Find every line in the records below that holds the word "https" and copy it.

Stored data
= = = = =

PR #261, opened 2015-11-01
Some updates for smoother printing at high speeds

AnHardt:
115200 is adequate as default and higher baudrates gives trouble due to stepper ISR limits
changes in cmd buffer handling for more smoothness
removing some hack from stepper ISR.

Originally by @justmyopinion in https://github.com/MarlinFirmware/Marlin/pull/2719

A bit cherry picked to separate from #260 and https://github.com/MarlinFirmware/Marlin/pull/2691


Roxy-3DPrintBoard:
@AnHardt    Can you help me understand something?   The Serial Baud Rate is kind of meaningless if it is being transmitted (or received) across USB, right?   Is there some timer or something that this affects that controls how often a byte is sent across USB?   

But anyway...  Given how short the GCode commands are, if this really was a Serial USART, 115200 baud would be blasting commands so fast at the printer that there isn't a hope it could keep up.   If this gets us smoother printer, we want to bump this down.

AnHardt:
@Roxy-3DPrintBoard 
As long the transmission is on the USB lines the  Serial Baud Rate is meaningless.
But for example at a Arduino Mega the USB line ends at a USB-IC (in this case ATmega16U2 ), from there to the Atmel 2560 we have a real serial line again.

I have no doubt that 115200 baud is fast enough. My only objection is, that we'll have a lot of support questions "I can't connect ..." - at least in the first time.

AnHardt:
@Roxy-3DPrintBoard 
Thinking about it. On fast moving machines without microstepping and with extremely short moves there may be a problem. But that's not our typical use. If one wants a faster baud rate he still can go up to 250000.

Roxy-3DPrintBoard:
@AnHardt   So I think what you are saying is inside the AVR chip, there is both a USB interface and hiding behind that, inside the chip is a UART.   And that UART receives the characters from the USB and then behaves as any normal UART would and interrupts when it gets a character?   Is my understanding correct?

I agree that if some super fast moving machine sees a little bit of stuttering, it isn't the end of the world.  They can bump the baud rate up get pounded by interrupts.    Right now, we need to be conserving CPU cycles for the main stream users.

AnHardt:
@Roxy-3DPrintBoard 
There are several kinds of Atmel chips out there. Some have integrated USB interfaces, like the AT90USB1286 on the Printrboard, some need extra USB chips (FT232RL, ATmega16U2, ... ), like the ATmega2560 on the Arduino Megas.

= = = = =

_Output below_.
Originally by @justmyopinion in https://github.com/MarlinFirmware/Marlin/pull/2719
A bit cherry picked to separate from #260 and https://github.com/MarlinFirmware/Marlin/pull/2691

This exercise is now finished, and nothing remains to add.